Issue #2083, opened 2024-01-12
IF: fork database transition not thread safe


heifner:
Currently `fork_database` is thread safe via internal mutex. During the transition of dpos fork database to instant finality fork database threads from API calls and `net_plugin` can be running. Need to provide a wrapper around the two fork databases that is thread safe and can provide the interfaces needed by API calls, `net_plugin`, and controller.

Also handle `[greg todo]` leftover from https://github.com/AntelopeIO/leap/issues/1941 & #2045 in leap-util blocklog. The `fork_database` wrapper can examine file to determine which internal implementation is in use.

greg7mdp:
>  Need to provide a wrapper around the two fork databases that is thread safe and can provide the interfaces needed by API calls, net_plugin, and controller.

Is it really necessary? I would not have thought so because:
1. only the main thread modifies fork_database, right?
2. only one of the two fork_database is valid at any one time
3. the main thread can convert `fork_db<legacy>` -> `fork_db<new>` while net_plugin and APIs still access `fork_db<legacy>`, and then we have to make an atomic switch where maybe we freeze `net_plugin`?

heifner:
1. Correct.
2. Correct.
3. Correct. The way we freeze net_plugin currently during snapshot would not prevent a call into fork database. It might be possible via freezing net_plugin and API calls, but would have to verify all currently running calls are complete. Not really sure how you do that without a mutex or atomic counter somewhere.  There is already a mutex in fork database that provides the currency projection. I think we can just move that mutex up to a wrapper that also does the switch from one to the other.

greg7mdp:
Oh wait, because there is a  mutex in fork_db I think we might be fine without the wrapper. What about:
1. store a `shared_ptr` to fork_db in controller (instead of the struct itself).
2. when time comes for the conversion, lock the mutex on `fork_db<legacy>`
3. once we have the lock, do the conversion ` fork_db<legacy>` -> `fork_db<new>`, but keep a shared_ptr to ` fork_db<legacy>` so it stays alive. update controller to point to `fork_db<new>`.
4. release the mutex of `fork_db<legacy>`. net_plugin and APIs would finish their work using the old fork_db, but that should be fine.

heifner:
That doesn't work without an atomic shared ptr. Boost has an atomic shared ptr we could use for this.

Without atomic shared ptr:
Net thread begins access of control->shared_ptr->fork_db<legacy>
[...]

PR #2085, opened 2024-01-14
IF: Transition from dpos to instant-finality

### LINKED ISSUE #2045: IF: Unification: IF transition of fork database usage
Support transition from reversible blocks in old fork database to blocks in new fork database. Convert block_header_state_legacy to block_header_state for the appropriate block. Handle transition at the appropriate time. ~~Consider how a fork re-org would be handled in the middle of the transition.~~

Also handle any remaining small TODOs leftover from #1941 (e.g. in leap-util). leap-util todo fix moved to #2083 since not needed for testnet.

~~As soon as the transition begins, producer schedule changes will be rejected until the transition completes. The host function would not fail. It would just silently drop the new proposed producer schedules. This allows us to avoid needing to update proposer policy for the blocks created during the transition.~~

For this issue, we want a simpler (but unsafe) transition in which the block that first proposes the finalizer policy immediately becomes irreversible and atomically transitions from the old algorithm to the IF algorithm going forward.

This should also have a Boost test to show the transition works correctly.

heifner:
- Transition from dpos to instant-finality on the block after `set_finalizer` host function call. This is a temporary method of transition until we work out the algorithm to use in production.
  - `fork_database` switched over after block with `set_finalizer` call.
- Add `block_token` as a wrapper of `block_state_ptr` and `block_state_legacy_ptr`.
  - `block_state` no longer used outside of chain library except for leap-util `blocklog_actions::read_log` which will be fixed by #2083 
- Enable `instant-finality` `nodeos_run_test.py` integration test which tests transition.
- Performance improvement via `controller::block_exists` instead of always pulling the complete block out of the block log.
- Fixes producer schedule switch bug after instant-finality is enabled.
- LIB does not advance after switching to instant-finality. This is expected as we are not generating vote messages yet.

Resolves #2045

### DIFF
--- a/libraries/chain/block_state.cpp
+++ b/libraries/chain/block_state.cpp
@@ -21,20 +21,20 @@ block_state::block_state(const block_header_state& bhs, deque<transaction_metada
    block->transactions = std::move(trx_receipts);
 }
 
-// Used for transition from dbpos to instant-finality
+// Used for transition from dpos to instant-finality
 block_state::block_state(const block_state_legacy& bsp) {
    block_header_state::id = bsp.id();
    header = bsp.header;
    activated_protocol_features = bsp.activated_protocol_features;
    std::optional<block_header_extension> ext = bsp.block->extract_header_extension(instant_finality_extension::extension_id());
-   assert(ext); // required by current transistion mechanism
+   assert(ext); // required by current transition mechanism
    const auto& if_extension = std::get<instant_finality_extension>(*ext);
-   assert(if_extension.new_finalizer_policy); // required by current transistion mechanism
+   assert(if_extension.new_finalizer_policy); // required by current transition mechanism
    active_finalizer_policy = std::make_shared<finalizer_policy>(*if_extension.new_finalizer_policy);
    active_proposer_policy = std::make_shared<proposer_policy>();
    active_proposer_policy->active_time = bsp.timestamp();
    active_proposer_policy->proposer_schedule = bsp.active_schedule;
-   header_exts = bsp.header_exts; // not needed, but copy over just in case
+   header_exts = bsp.header_exts;
    block = bsp.block;
    validated = bsp.is_valid();
    pub_keys_recovered = bsp._pub_keys_recovered;
--- a/libraries/chain/block_state.cpp
+++ b/libraries/chain/block_state.cpp
@@ -1,5 +1,6 @@
 #include <eosio/chain/block_state.hpp>
 #include <eosio/chain/block_header_state_utils.hpp>
+#include <eosio/chain/block_state_legacy.hpp>
 #include <eosio/chain/exceptions.hpp>
 
 namespace eosio::chain {
@@ -16,7 +17,29 @@ block_state::block_state(const block_header_state& bhs, deque<transaction_metada
    , block(std::make_shared<signed_block>(signed_block_header{bhs.header})) // [greg todo] do we need signatures?
    , pub_keys_recovered(true) // probably not needed
    , cached_trxs(std::move(trx_metas))
-{}
+{
+   block->transactions = std::move(trx_receipts);
+}
+
+// Used for transition from dbpos to instant-finality
+block_state::block_state(const block_state_legacy& bsp) {
+   block_header_state::id = bsp.id();
+   header = bsp.header;
+   activated_protocol_features = bsp.activated_protocol_features;
+   std::optional<block_header_extension> ext = bsp.block->extract_header_extension(instant_finality_extension::extension_id());
+   assert(ext); // required by current transistion mechanism
+   const auto& if_extension = std::get<instant_finality_extension>(*ext);
+   assert(if_extension.new_finalizer_policy); // required by current transistion mechanism
+   active_finalizer_policy = std::make_shared<finalizer_policy>(*if_extension.new_finalizer_policy);
+   active_proposer_policy = std::make_shared<proposer_policy>();
+   active_proposer_policy->active_time = bsp.timestamp();
+   active_proposer_policy->proposer_schedule = bsp.active_schedule;
+   header_exts = bsp.header_exts; // not needed, but copy over just in case
+   block = bsp.block;
+   validated = bsp.is_valid();
+   pub_keys_recovered = bsp._pub_keys_recovered;
+   cached_trxs = bsp._cached_trxs;
+}
 
 deque<transaction_metadata_ptr> block_state::extract_trxs_metas() {
    pub_keys_recovered = false;
--- a/libraries/chain/controller.cpp
+++ b/libraries/chain/controller.cpp
@@ -2835,7 +2835,7 @@ struct controller_impl {
                auto producer_block_id = bsp->id();
                start_block( b->timestamp, b->confirmed, new_protocol_feature_activations, s, producer_block_id, fc::time_point::maximum() );
 
-               // validated in create_block_state_future()
+               // validated in create_block_token()
                std::get<building_block>(pending->_block_stage).trx_mroot_or_receipt_digests() = b->transaction_mroot;
 
                const bool existing_trxs_metas = !bsp->trxs_metas().empty();
@@ -2956,14 +2956,8 @@ struct controller_impl {
 
 
    // thread safe, expected to be called from thread other than the main thread
-   block_state_legacy_ptr create_block_state_i( const block_id_type& id, const signed_block_ptr& b, const block_header_state_legacy& prev ) {
-      // There is a small race condition at time of activation where create_block_state_i
-      // is called right before hs_irreversible_block_num is set. If that happens,
-      // the block is considered invalid, and the node will attempt to sync the block
-      // in the future and succeed
-      uint32_t instant_finality_lib = hs_irreversible_block_num.load();
-      const bool instant_finality_active = instant_finality_lib > 0;
-      auto trx_mroot = calculate_trx_merkle( b->transactions, instant_finality_active );
+   block_token create_block_state_i( const block_id_type& id, const signed_block_ptr& b, const block_header_state_legacy& prev ) {
+      auto trx_mroot = calculate_trx_merkle( b->transactions, false );
       EOS_ASSERT( b->transaction_mroot == trx_mroot, block_validate_exception,
                   "invalid block transaction merkle root ${b} != ${c}", ("b", b->transaction_mroot)("c", trx_mroot) );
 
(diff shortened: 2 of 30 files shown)


greg7mdp (approved):

libraries/chain/controller.cpp
```diff
@@ -3757,10 +3772,10 @@ void controller::start_block( block_timestamp_type when,
                     bs, std::optional<block_id_type>(), deadline );
 }
 
-void controller::finalize_block( block_report& br, const signer_callback_type& signer_callback ) {
+void controller::finish_block( block_report& br, const signer_callback_type& signer_callback ) {
```
greg7mdp, line 3775: I think I would have called it `complete_block` as it switches to the `completed_block` stage.

libraries/chain/controller.cpp
```diff
@@ -3994,48 +4009,45 @@ std::optional<signed_block_header> controller::fetch_block_header_by_id( const b
...
-   auto blk_state = fetch_block_state_by_number( block_num );
-   if( blk_state ) {
-      return blk_state->header;
-   }
+   auto fetch_block = [&](auto& fork_db, auto& head) -> signed_block_ptr {
+      auto bsp = fork_db.search_on_branch( fork_db.head()->id(), block_num);
+      if (bsp) return bsp->block;
+      return {};
+   };
+   auto b = my->block_data.apply<signed_block_ptr>(fetch_block);
```
greg7mdp, line 4030: Because this is duplicated here and above in `fetch_block_by_number`, and might be useful elsewhere, I think we should define a function in `struct block_data_t `:

```
   signed_block_ptr fetch_block(uint32_t block_num) const {
      return std::visit([&](const auto& bd) -> signed_block_ptr {
         auto bsp = bd.fork_db.search_on_branch(bd.fork_db.head()->id(), block_num);
         if (bsp) return bsp->block;
         return {};
      }, v);
   }
```

libraries/chain/controller.cpp
```diff
@@ -3994,48 +4009,45 @@ std::optional<signed_block_header> controller::fetch_block_header_by_id( const b
...
 
    if( !find_in_blog ) {
-      auto bsp = fetch_block_state_by_number( block_num );
-      if( bsp ) return bsp->id();
+      auto fetch_block_id = [&](auto& fork_db, auto& head) -> std::optional<block_id_type> {
+         auto bsp = fork_db.search_on_branch( fork_db.head()->id(), block_num);
+         if (bsp) return bsp->id();
+         return {};
+      };
+      auto id = my->block_data.apply<std::optional<block_id_type>>(fetch_block_id);
```
greg7mdp, line 4049: Same here, could define in `struct block_data_t`:

```
   block_id_type fetch_block_id(uint32_t block_num) const {
      return std::visit([&](const auto& bd) -> block_id_type {
         auto bsp = bd.fork_db.search_on_branch(bd.fork_db.head()->id(), block_num);
         if (bsp) return bsp->id();
         return {};
      }, v);
   }
```

libraries/chain/controller.cpp
heifner: @arhag mentioned calling it `finish_block` so just went with that. I'm ok with either `finish_block` or `complete_block`.

libraries/chain/controller.cpp

libraries/chain/controller.cpp

libraries/chain/block_state.cpp
```diff
@@ -16,7 +17,29 @@ block_state::block_state(const block_header_state& bhs, deque<transaction_metada
    , block(std::make_shared<signed_block>(signed_block_header{bhs.header})) // [greg todo] do we need signatures?
    , pub_keys_recovered(true) // probably not needed
    , cached_trxs(std::move(trx_metas))
-{}
+{
+   block->transactions = std::move(trx_receipts);
+}
+
+// Used for transition from dbpos to instant-finality
```
greg7mdp, line 24:
```suggestion
// Used for transition from dpos to instant-finality
```

libraries/chain/block_state.cpp
```diff
@@ -16,7 +17,29 @@ block_state::block_state(const block_header_state& bhs, deque<transaction_metada
...
+block_state::block_state(const block_state_legacy& bsp) {
+   block_header_state::id = bsp.id();
+   header = bsp.header;
+   activated_protocol_features = bsp.activated_protocol_features;
+   std::optional<block_header_extension> ext = bsp.block->extract_header_extension(instant_finality_extension::extension_id());
+   assert(ext); // required by current transistion mechanism
```
greg7mdp, line 30:
```suggestion
   assert(ext); // required by current transition mechanism
```

libraries/chain/block_state.cpp
```diff
@@ -16,7 +17,29 @@ block_state::block_state(const block_header_state& bhs, deque<transaction_metada
...
+   const auto& if_extension = std::get<instant_finality_extension>(*ext);
+   assert(if_extension.new_finalizer_policy); // required by current transistion mechanism
```
greg7mdp, line 32:
```suggestion
   assert(if_extension.new_finalizer_policy); // required by current transition mechanism
```

greg7mdp (approved):
Nice, thanks for all the fixes Kevin.

Naming personal perference again, instead of `block_token`, I would prefer `block_handle`, I think it is somewhat more accurate,

heifner:
> Nice, thanks for all the fixes Kevin.
> 
> Naming personal perference again, instead of `block_token`, I would prefer `block_handle`, I think it is somewhat more accurate,

Hmm, either nomenclature works I think. Not sure which I would consider more accurate.

libraries/chain/block_state.cpp
heifner: Hmm, I wonder if my editor last update broke the spell-checker. It is not flagging that.

libraries/chain/block_state.cpp
heifner: Fixed

libraries/chain/block_state.cpp
heifner: Fixed

libraries/chain/block_state.cpp
heifner: Fixed

libraries/chain/controller.cpp
```diff
@@ -177,6 +177,19 @@ struct block_data_t {
...
+
+   void transition_fork_db_to_if(const auto& vbsp) {
+      std::visit([](auto& bd) { bd.fork_db.close(); }, v);
+      auto bsp = std::make_shared<block_state>(*std::get<block_state_legacy_ptr>(vbsp));
+      v.emplace<block_data_new_t>(std::visit([](const auto& bd) { return bd.fork_db.get_data_dir(); }, v));
+      std::visit(overloaded{
+                    [](block_data_legacy_t&) {},
+                    [&](block_data_new_t& bd) {
+                       bd.head = bsp;
+                       bd.fork_db.reset(*bd.head);
```
linh2931, line 189: Do you need to re-open fork_db?

libraries/chain/controller.cpp
```diff
@@ -278,6 +291,22 @@ struct block_data_t {
...
 
+   signed_block_ptr fork_db_fetch_block_by_num(uint32_t block_num) const {
+      return std::visit([&](const auto& bd) -> signed_block_ptr {
+         auto bsp = bd.fork_db.search_on_branch(bd.fork_db.head()->id(), block_num);
+         if (bsp) return bsp->block;
+         return {};
+      }, v);
+   }
+
+   std::optional<block_id_type> fork_db_fetch_block_id(uint32_t block_num) const {
```
linh2931, line 313: Can be named as `fork_db_fetch_block_id_by_num` to match `fork_db_fetch_block_by_num`.

libraries/chain/controller.cpp
linh2931: I think `finish_block` highlights the last step of those block building stages. Sounds more natural.

libraries/chain/controller.cpp
```diff
@@ -3979,63 +4023,47 @@ signed_block_ptr controller::fetch_block_by_id( const block_id_type& id )const {
    return signed_block_ptr();
 }
 
+bool controller::block_exists(const block_id_type&id) const {
+   auto sb_ptr = my->block_data.fork_db_fetch_block_by_id(id);
```
linh2931, line 4035: What is `sb` in `sb_ptr`?

libraries/chain/controller.cpp
```diff
@@ -2707,8 +2718,28 @@ struct controller_impl {
...
+         auto transition = [&](auto& fork_db, auto& head) -> bool {
+            const auto& bsp = std::get<std::decay_t<decltype(head)>>(cb.bsp);
+            std::optional<block_header_extension> ext = bsp->block->extract_header_extension(instant_finality_extension::extension_id());
+            if (ext) {
+               const auto& if_extension = std::get<instant_finality_extension>(*ext);
+               if (if_extension.new_finalizer_policy) {
+                  ilog("Transition to instant finality happening after block ${b}", ("b", bsp->block_num()));
+                  hs_irreversible_block_num = bsp->block_num();
+
+                  log_irreversible();
```
linh2931, line 2741: Will `log_irreversible` be executed twice as there was one above?

linh2931 (commented):
I like your combining `block_state_legacy` and `block_state` into `block_token`. The fewer the `_legacy`, the better.

libraries/chain/controller.cpp
```diff
@@ -2986,14 +3042,14 @@ struct controller_impl {
          } );
       };
 
-      return block_data.apply_dpos<std::future<block_state_legacy_ptr>>(f); // [greg todo] make it work with apply()
+      return block_data.apply<std::future<block_token>>(f); // [greg todo] make it work with apply()
```
linh2931, line 3045: Do you still need this todo comment?

linh2931:
> > Nice, thanks for all the fixes Kevin.
> > Naming personal perference again, instead of `block_token`, I would prefer `block_handle`, I think it is somewhat more accurate,
> 
> Hmm, either nomenclature works I think. Not sure which I would consider more accurate. Open to changing the name. Thoughts @arhag @linh2931 ?

Either is fine. Or `block_ptr` or `block_ctx` to be shorter?

libraries/chain/controller.cpp
heifner: No, nothing to read from disk and we are using the same path of the previous one. It would be a no-op. Although, might be clearer to call it anyway.

libraries/chain/controller.cpp
heifner: It will be executed twice. But `if_irreversible_block_num` is set before the second call. `log_irreversible` determines internally if it should do anything. Always safe to call it multiple times.

libraries/chain/controller.cpp
```diff
@@ -1196,8 +1196,8 @@ struct controller_impl {
                      ("lib_num", lib_num)("bn", fork_db_root_block_num()) );
       }
 
-      const uint32_t hs_lib = hs_irreversible_block_num;
-      const uint32_t new_lib = hs_lib > 0 ? hs_lib : fork_db_head_irreversible_blocknum();
+      const uint32_t if_lib = if_irreversible_block_num;
+      const uint32_t new_lib = if_lib > 0 ? if_lib : fork_db_head_irreversible_blocknum();
```
linh2931, line 1200: This `if_lib > 0` really looks like a regular `if` statement😺 We can try to reduce `if_` prefix.

libraries/chain/controller.cpp
heifner: No, removed.

libraries/chain/controller.cpp
heifner: signed_block_header. Added type to make it clear.

libraries/chain/controller.cpp
heifner: What about we standardize on `inf`: `inf_lib`, `set_inf_irreversible_block_number` ? @greg7mdp @linh2931

linh2931: @arhag mentioned we should try to avoid `instant` and just say `finality`.

linh2931: We can clean up those later.

greg7mdp: I'm OK with `inf_lib`, although I thought `if_lib` was fine too, and I don't think `inf` is clearer.
But then I think the set function should be `set_inf_lib`.

linh2931 (approved):

ericpassmore:
Note:start
group: IF
category: INTERNALS
summary: Initial early version of transition from legacy finality to new Faster Finality. Additional work required on transition to address all scenarios.  
Note: end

* [Exercise instructions]:
For the string "only", search the preceding data and copy every line that includes it.

* [Final answer]:
1. only the main thread modifies fork_database, right?
2. only one of the two fork_database is valid at any one time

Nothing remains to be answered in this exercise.